◆ Goal of the exercise
Look for "prefer" in each line of the entries, and return the matching lines.

◆ Data records
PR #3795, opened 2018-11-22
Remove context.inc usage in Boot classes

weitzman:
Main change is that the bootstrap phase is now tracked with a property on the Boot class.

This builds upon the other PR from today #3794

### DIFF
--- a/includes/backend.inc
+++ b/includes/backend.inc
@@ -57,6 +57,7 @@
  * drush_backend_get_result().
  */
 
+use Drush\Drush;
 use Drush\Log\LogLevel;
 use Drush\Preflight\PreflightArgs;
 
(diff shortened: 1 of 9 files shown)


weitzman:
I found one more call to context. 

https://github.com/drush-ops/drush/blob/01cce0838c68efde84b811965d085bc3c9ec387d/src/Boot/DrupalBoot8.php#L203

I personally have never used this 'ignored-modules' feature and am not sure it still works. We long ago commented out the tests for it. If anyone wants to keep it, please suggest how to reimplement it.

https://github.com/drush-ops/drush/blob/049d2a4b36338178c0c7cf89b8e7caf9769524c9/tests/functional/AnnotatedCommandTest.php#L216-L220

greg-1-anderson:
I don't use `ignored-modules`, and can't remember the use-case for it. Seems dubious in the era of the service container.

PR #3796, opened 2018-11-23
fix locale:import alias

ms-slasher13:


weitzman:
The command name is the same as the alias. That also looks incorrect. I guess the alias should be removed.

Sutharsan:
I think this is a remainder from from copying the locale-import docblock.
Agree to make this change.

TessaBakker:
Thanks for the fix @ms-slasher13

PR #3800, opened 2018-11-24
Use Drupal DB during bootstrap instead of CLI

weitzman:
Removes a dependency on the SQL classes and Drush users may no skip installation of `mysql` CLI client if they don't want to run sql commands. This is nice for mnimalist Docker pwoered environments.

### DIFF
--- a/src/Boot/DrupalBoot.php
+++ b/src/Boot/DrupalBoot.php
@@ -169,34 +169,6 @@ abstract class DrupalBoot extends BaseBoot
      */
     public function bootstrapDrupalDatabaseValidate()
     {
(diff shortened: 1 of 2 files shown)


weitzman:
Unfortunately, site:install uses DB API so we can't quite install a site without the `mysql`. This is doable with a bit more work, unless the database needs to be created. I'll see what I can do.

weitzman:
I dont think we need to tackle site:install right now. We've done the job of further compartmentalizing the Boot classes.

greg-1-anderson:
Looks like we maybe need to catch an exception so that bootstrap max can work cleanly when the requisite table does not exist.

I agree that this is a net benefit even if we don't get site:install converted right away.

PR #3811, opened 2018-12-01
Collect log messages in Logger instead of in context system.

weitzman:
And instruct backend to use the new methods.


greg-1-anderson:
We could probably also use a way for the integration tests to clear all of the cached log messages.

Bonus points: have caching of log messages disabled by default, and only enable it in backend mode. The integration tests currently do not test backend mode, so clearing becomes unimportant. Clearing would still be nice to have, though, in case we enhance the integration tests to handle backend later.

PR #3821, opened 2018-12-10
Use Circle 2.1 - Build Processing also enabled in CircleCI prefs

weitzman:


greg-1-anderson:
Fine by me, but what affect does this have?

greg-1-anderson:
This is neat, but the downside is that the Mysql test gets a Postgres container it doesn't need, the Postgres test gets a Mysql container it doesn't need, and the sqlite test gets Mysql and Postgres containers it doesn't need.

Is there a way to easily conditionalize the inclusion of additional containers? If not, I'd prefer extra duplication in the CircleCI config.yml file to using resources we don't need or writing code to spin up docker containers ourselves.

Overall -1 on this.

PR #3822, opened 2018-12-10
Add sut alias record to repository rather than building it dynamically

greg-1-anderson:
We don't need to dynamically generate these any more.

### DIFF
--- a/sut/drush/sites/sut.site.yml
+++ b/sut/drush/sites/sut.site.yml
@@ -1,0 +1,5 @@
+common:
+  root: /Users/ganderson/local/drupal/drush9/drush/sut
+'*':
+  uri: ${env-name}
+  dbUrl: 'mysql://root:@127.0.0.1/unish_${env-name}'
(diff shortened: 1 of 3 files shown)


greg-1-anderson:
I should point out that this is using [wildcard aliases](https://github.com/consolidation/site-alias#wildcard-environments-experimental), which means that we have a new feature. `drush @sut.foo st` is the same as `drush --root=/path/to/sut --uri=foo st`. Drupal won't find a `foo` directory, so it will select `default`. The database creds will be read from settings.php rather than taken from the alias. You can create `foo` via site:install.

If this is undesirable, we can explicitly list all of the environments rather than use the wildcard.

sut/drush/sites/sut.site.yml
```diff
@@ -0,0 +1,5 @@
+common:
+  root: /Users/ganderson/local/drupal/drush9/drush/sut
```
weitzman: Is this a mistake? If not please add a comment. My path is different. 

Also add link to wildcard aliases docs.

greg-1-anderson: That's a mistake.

* * *

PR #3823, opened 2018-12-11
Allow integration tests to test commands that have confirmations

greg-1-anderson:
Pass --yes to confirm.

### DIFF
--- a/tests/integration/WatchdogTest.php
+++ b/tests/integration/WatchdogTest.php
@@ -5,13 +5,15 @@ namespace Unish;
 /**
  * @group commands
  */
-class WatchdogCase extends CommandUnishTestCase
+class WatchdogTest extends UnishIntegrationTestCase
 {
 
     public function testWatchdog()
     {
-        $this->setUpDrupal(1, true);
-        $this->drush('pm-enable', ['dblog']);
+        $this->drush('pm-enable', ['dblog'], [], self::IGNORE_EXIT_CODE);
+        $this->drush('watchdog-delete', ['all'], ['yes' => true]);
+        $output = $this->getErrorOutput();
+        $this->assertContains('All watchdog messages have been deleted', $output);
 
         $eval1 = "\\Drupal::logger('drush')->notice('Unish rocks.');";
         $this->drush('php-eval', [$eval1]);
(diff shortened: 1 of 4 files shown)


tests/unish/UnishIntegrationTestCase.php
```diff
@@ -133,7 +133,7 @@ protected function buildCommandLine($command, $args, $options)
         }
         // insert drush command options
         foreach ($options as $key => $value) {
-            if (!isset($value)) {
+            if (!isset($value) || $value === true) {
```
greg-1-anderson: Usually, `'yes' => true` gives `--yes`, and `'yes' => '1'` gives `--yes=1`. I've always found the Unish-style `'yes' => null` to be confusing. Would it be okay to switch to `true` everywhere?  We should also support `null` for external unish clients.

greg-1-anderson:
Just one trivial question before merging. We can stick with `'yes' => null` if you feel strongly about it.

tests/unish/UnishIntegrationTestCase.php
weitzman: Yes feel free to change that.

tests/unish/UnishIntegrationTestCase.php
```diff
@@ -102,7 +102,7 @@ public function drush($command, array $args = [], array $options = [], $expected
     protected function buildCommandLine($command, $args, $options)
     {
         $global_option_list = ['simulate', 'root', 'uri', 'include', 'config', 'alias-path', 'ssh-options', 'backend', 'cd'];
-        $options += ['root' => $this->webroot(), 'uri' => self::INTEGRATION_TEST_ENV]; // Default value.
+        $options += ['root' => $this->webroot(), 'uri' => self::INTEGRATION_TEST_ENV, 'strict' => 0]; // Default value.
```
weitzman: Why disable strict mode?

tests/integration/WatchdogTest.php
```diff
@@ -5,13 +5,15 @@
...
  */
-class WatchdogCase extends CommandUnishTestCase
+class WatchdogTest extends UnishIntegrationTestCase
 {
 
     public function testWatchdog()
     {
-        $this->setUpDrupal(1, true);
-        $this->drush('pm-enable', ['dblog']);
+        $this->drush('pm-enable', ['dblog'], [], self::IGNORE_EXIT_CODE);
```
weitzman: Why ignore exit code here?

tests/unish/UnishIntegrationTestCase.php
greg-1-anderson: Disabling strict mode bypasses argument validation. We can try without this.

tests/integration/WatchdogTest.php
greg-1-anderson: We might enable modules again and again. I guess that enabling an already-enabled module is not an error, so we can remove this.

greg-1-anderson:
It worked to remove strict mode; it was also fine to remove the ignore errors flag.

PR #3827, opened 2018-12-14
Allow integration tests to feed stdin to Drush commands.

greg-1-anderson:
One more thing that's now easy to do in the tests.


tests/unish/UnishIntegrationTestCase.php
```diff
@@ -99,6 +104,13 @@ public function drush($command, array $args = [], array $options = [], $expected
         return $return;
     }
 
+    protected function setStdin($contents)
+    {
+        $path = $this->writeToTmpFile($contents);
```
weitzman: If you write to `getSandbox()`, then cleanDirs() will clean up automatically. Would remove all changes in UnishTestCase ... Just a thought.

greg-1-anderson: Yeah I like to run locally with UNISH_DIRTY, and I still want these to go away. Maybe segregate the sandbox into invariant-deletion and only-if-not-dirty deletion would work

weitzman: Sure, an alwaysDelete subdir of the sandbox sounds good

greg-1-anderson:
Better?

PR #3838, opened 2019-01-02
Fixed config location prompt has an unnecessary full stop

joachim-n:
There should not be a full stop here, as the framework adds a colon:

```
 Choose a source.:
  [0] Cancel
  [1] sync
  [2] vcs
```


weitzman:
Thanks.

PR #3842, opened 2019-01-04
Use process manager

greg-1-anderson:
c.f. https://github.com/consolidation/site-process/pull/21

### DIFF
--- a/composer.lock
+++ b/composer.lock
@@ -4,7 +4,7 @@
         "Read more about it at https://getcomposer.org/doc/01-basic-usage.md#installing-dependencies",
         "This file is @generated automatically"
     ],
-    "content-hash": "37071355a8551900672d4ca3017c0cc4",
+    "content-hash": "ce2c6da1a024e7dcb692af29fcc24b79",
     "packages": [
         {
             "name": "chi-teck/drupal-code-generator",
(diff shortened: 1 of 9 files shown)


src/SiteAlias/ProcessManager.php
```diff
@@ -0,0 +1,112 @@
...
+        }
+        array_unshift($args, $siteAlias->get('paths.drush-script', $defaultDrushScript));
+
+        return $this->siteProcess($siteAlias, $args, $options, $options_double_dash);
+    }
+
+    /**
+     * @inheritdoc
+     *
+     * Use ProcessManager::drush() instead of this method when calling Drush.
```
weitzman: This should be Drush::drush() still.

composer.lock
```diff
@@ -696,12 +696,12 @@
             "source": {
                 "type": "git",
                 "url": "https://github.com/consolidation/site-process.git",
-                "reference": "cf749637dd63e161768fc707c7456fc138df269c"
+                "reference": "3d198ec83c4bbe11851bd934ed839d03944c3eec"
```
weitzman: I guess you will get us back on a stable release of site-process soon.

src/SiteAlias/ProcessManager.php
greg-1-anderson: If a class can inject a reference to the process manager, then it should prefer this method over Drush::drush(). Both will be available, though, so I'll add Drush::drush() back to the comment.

◆ Your solution
Is there a way to easily conditionalize the inclusion of additional containers? If not, I'd prefer extra duplication in the CircleCI config.yml file to using resources we don't need or writing code to spin up docker containers ourselves.
greg-1-anderson: If a class can inject a reference to the process manager, then it should prefer this method over Drush::drush(). Both will be available, though, so I'll add Drush::drush() back to the comment.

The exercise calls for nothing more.